In other words, after not menstruating for so many months, it takes the body a few tries to get the delicate hormone balance back up to speed again. The first few cycles either don’t release an egg, or if an egg is released, the corpus luteum, which is responsible for secreting enough progesterone to maintain the pregnancy until the placenta can take over, isn’t quite up to the task. This is called a luteal phase defect, and it’s a very common cause of early miscarriages. In women who are breastfeeding, the process of returning to normal ovarian cycles takes even longer.

In breastfeeding women, FSH, the hormone responsible for ripening an egg, returns to normal pre-pregnancy values fairly early, but LH, the hormone responsible for triggering egg release, continues to be surpressed due to the breastfeeding. (However, contrary to popular belief, prolactin is not at all responsible for this supression. It’s the constant suckling and stimulation of the nipple itself which actually suppresses ovarian function, which is why on demand breastfeeding is so essential to maintaining lactational amenorrhea.)

So, there you have it.
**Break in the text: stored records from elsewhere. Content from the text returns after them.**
PR #360, opened 2025-02-13
Feature Mpris Media Player2 dbus support

### LINKED ISSUE #217: Enable when playback is detected via MPRIS

PVermeer:
Closes #217

#### Mpris implementation
I've been wanting to learn some GTK en dbus coding so I went on and implement this feature.

I've created a singleton class that should handle all the dbus mpris communication in a module (file). This should keep things simple. It exposes the signal `isPlaying` that emits `true` or `false` if an mpris player is playing. In the future it could expose more data. It also exposes a manual `refresh()` and the `isPlaying` property on the instance.

Class should be used with the static members `Get()` and `Destroy()`. On the instance connecting with `connect('isPlaying', (_, isPlaying) => {})` should pass the playing status.

I have a TypeScript background so I like types and have added some useful types via JsDocs. I also added vscode dev-container files for easy development on vscode. These can be removed of course. 

I've tested this on my systems and it seems to work fine.

Let me know what you think.


Makefile
```diff
@@ -10,7 +10,8 @@ build:
 	cd $(EXTENSION_DIR); \
 	gnome-extensions pack --force --podir=locale \
 	                      --extra-source=preferences/ \
-	                      --extra-source=icons/; \
+	                      --extra-source=icons/ \
+												--extra-source=mprisMediaPlayer2.js; \
```
stuarthayhurst, line 14: Is there a reason this is so heavily indented?

.devcontainer/devcontainer.json
stuarthayhurst, line 1: I don't personally use VSCode, so I can't really maintain or test these, unless another maintainer is willing to, I'm leaning towards dropping them

caffeine@patapon.info/mprisMediaPlayer2.js
stuarthayhurst, line 1: Is there a reason the method names start with `#`?

Makefile
PVermeer: It's not in my ide. I see what happend. My line is all tabs. Other lines are tab + a bunch of spaces. Will fix.

.devcontainer/devcontainer.json
PVermeer: Dropped

caffeine@patapon.info/mprisMediaPlayer2.js
PVermeer: Yes, this is in the ECMA standard as a replay to TypeScript's `private` syntax. These are marked private and cannot be accessed outside of classes (creates an error). It basically replaces `_` with a real internal (private) syntax.

https://developer.mozilla.org/en-US/docs/Web/JavaScript/Reference/Classes/Private_properties

PVermeer:
> Thanks for working on this, but I think this would also need to be put behind a setting

Yes. I was not sure if it should be a core feature or a setting. I went with core feature. I think it would be best if this a setting that is enabled by default?

Let me know.

stuarthayhurst:
> I think it would be best if this a setting that is enabled by default?

I'm not sure about that, since we haven't had many requests for this and it's not the main focus of the extension

I'm open to other opinions, but since this is a change in behaviour from previous versions, I think it should be opt-in.

caffeine@patapon.info/mprisMediaPlayer2.js
stuarthayhurst: Ah I wasn't aware of that, thanks.

Personally, I'd go with `_` since that's what the rest of the code base uses, and it's the convention for GNOME Shell's upstream JavaScript, which makes sense to mirror when our code is tightly coupled to that.

PVermeer: Makes sense. I changed it.

eonpatapon:
I also think it should be opt-in

@PVermeer also big changes have landed on master, so will need to adapt the code to integrate with the new InhibitorManager

PVermeer:
I think this is ready. I've implemented it in the new InhibitorManager the same as the fullscreen inhibitor and tested it on my systems.

It works great for me in Spotify and browser YouTube/Twitch where I don't have to add these to the apps feature anymore. My systems now go to sleep when nothing is playing and the apps are still open.

Let me know if you still need changes.

caffeine@patapon.info/schemas/org.gnome.shell.extensions.caffeine.gschema.xml
```diff
@@ -77,6 +77,11 @@
         <summary>Enable when a fullscreen application is running</summary>
         <description>Enable when a fullscreen application is running</description>
     </key>
+    <key type="b" name="enable-mpris">
+        <default>false</default>
+        <summary>Enable when an application is playing media</summary>
+        <description>Enable when an application is reporting playback status via mpris</description>
```
stuarthayhurst, line 83:
```suggestion
        <description>Enable when an application is reporting playback status via MPRIS</description>
```

caffeine@patapon.info/mprisMediaPlayer2.js
```diff
@@ -0,0 +1,342 @@
...
+ */
+const DBusMprisPlayerInterface = `<node>
+  <interface name="org.mpris.MediaPlayer2.Player">
+    <property name="PlaybackStatus" type="s" access="read"/>
+  </interface>
+</node>`;
+
+class PrivateContructorParams {
+    dont = 'doit';
+}
```
stuarthayhurst, line 67: What's this for?

caffeine@patapon.info/mprisMediaPlayer2.js
```diff
@@ -0,0 +1,342 @@
...
+    _onNameOwnerChanged(_proxy, _sender, [name, oldOwner, newOwner]) {
+        if (!name.startsWith(this._mprisPrefix)) {
+            return;
+        }
+        if (oldOwner && !newOwner) {
+            this._removePlayer(name);
+        }
+        if (newOwner && !oldOwner) {
+            this._addPlayer(name);
+        }
```
stuarthayhurst, line 252: Is something like this a bit clearer?

```suggestion
        if (oldOwner !== newOwner) {
            if (newOwner) {
                this._addPlayer(name);
            } else if (oldOwner) {
                this._removePlayer(name);
            }
        }
```

If they're guaranteed that both are never set at the same time, `if (oldOwner !== newOwner)` could also be dropped in that

caffeine@patapon.info/mprisMediaPlayer2.js
```diff
@@ -0,0 +1,342 @@
...
+
+        if (!(params instanceof PrivateContructorParams)) {
+            throw new TypeError(
+                'MprisMediaPlayer2 is not constructable. ' +
+                'Use `MprisMediaPlayer2.Get()` and `MprisMediaPlayer2.Destroy()`'
+            );
+        }
+
+        this._DBusProxy = Gio.DBusProxy.makeProxyWrapper(DBusInterface);
```
stuarthayhurst, line 305: Can this be local to this function? It doesn't seem to be referenced outside of it

caffeine@patapon.info/mprisMediaPlayer2.js
PVermeer: I don't know. Tbh I could not find clear documentation for this. All I know is that code, as is, works and is tested.

 `oldOwner !== newOwner` can these be compared? 
`If they're guaranteed that both are never set at the same time` don't know if that' s guaranteed.

All I found was that if there is an `oldOwner` and no `newOwner` that means an app is removed and visa versa. So I implemented and tested this.

stuarthayhurst: Found this https://dbus.freedesktop.org/doc/dbus-specification.html#bus-messages-name-owner-changed

Seems that if `newOwner` isn't set then it was removed and if `oldOwner` isn't set it was added

```suggestion
    if (newOwner === "") {
        this._removePlayer(name);
    } else if (oldOwner === "") {
        this._addPlayer(name);
    }
```

Completely untested, I don't know if they get set to `undefined`, `null` or `""` but in principle, that should work

caffeine@patapon.info/mprisMediaPlayer2.js
PVermeer: Private constructor logic.

https://github.com/PVermeer/gnome-shell-extension-caffeine/blob/b1ec5df0c509f75d9a56a44ed484260a195fc4c1/caffeine%40patapon.info/mprisMediaPlayer2.js#L298-L303

I implemented MPRIS as a singleton service/plugin to this extension. To avoid leaks I made it a singleton class that should be manually constructed. It's just an object thats only available in this module so the class can only be constructed via static methods.

stuarthayhurst: Is this necessary since the class won't be accessed outside of Caffeine?

Personally, I don't think the class needs to be as defensive, since it's documented that `Get()` and `Destroy()` should be used:

https://github.com/PVermeer/gnome-shell-extension-caffeine/blob/b1ec5df0c509f75d9a56a44ed484260a195fc4c1/caffeine%40patapon.info/mprisMediaPlayer2.js#L328

caffeine@patapon.info/mprisMediaPlayer2.js
PVermeer: It could be. It's a dependency of this class that methods could use if needed... This is just standard initialization of the class.

caffeine@patapon.info/mprisMediaPlayer2.js
PVermeer: It's just a safety measure. In other languages one can simple define the constructor private. It doesn't hurt or  effect anything besides accidental class instantiating in future work.

You can change it if you like ofc

caffeine@patapon.info/mprisMediaPlayer2.js
PVermeer: I tested your suggestion following the dbus spec and commited the change.

caffeine@patapon.info/mprisMediaPlayer2.js
PVermeer: It also add the `@typedef` on the property.

https://github.com/PVermeer/gnome-shell-extension-caffeine/blob/afec6f609f215aa82cfa325eee899be8f917a829/caffeine%40patapon.info/mprisMediaPlayer2.js#L20-L29

I recommend to keep it.

caffeine@patapon.info/mprisMediaPlayer2.js
PVermeer: I removed this logic

caffeine@patapon.info/mprisMediaPlayer2.js
```diff
@@ -0,0 +1,322 @@
...
+        // Declare some GObject.Object properties (non typescript has some difficulty with this weird import)
+        if (!this.emit) {
+            this.emit = super.emit;
+        }
+        if (!this.connect) {
+            this.connect = super.connect;
+        }
+        if (!this.disconnect) {
+            this.disconnect = super.disconnect;
+        }
```
stuarthayhurst, line 282: This seems odd to me, is this because the class isn't registered with `GObject.registerClass`?

PVermeer: I removed this. This was for type checking failures. Serves no purpose anymore.

caffeine@patapon.info/mprisMediaPlayer2.js
PVermeer: I removed it anyways.

stuarthayhurst:
Working in my VM, thanks for working on this :)

stuarthayhurst (approved):

PhrozenByte:
I tested this together with #362 with GNOME 47, works like a charm :rocket:

I'm running this in production now, so if any issues emerge I'll report them, else consider everything working for me.

> I'm not sure about that, since we haven't had many requests for this and it's not the main focus of the extension

I'm naturally just speaking for myself here, but that covers about 90% of the reasons I used to enable Caffeine manually for - and I didn't even make the connection with media players before seeing this PR :laughing: Utilizing the MPRIS API really is an excellent idea @PVermeer, thanks for your work! :+1:

caffeine@patapon.info/extension.js
```diff
@@ -168,6 +172,9 @@ const InhibitorManager = GObject.registerClass({
         // Update state when fullscreened
         global.display.connectObject('in-fullscreen-changed', () => this._updateState(), this);
 
+        // Update state when mpris Player Playback status changed
+        MprisPlayer.Get().connectIsPlaying((_isPlaying) => this._updateState());
```
eonpatapon, line 176: Shouldn't we listen on dbus only if the mpris setting is enabled?

PVermeer: Yes we should. I did not implement this because the InhibitorManager did not support this and this is isn't done anywhere else (like for fullscreen). Untested but I think the performance impact would be negligible.

My suggestion would be:

```suggestion
        // Update state when extension settings changed
        this._settings.connectObject(
            `changed::${SCREEN_BLANK}`,
            () => this._forceUpdate(),
            `changed::${FULLSCREEN_KEY}`,
            () => this._updateState(),
            `changed::${MPRIS_KEY}`,
            () => this._handle_mpris_setting(),
            `changed::${NIGHT_LIGHT_KEY}`,
            () => this._updateState(),
            `changed::${INHIBIT_APPS_KEY}`,
            () => this._updateState(),
            `changed::${TRIGGER_APPS_MODE}`,
            () => {
                this._disconnectTriggerSignals();
                this._connectTriggerSignals();
                this._updateState();
            }, this);

        // Update state when fullscreened
        global.display.connectObject('in-fullscreen-changed', () => this._updateState(), this);

        // Init mpris
        this._handle_mpris_setting();
```
And:

```suggestion
    _handle_mpris_setting() {
        const enable = this._settings.get_boolean(MPRIS_KEY);
        if (enable && !MprisPlayer.isActive) {
            MprisPlayer.Get().connectIsPlaying((_isPlaying) => this._updateState());
        } else {
            MprisPlayer.Destroy();
        }
        this._updateState();
    }

```

PVermeer: Implemented it in e3234f6db4963f1628035d41610e78b1cd5226c2

I tested it, seems to work well. Let me know if it's alright.

PVermeer:
Can this be merged?

eonpatapon:
Yes, can you rebase and squash commits ?

PVermeer:
I've updated the PR with master.

You can merge however you like:
alt text

eonpatapon:
Thank you!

To answer the question: it will probably just take a few more cycles for your body to get back into full swing in terms of ovulating, but continued breastfeeding did not contribute or cause the miscarriage in any way, and will not prevent conception. Most likely, the miscarriage was caused by a short luteal phase or corpus luteum that just wasn’t quite ready to maintain a pregnancy, and this will no longer be a problem once your body goes through a few more cycles and gets used to ovulating again.

[1] Hatcher, R.A. et. al. (2004) Contraceptive Technology, 18th Revised Edition. Ardent Media, Inc.: New York.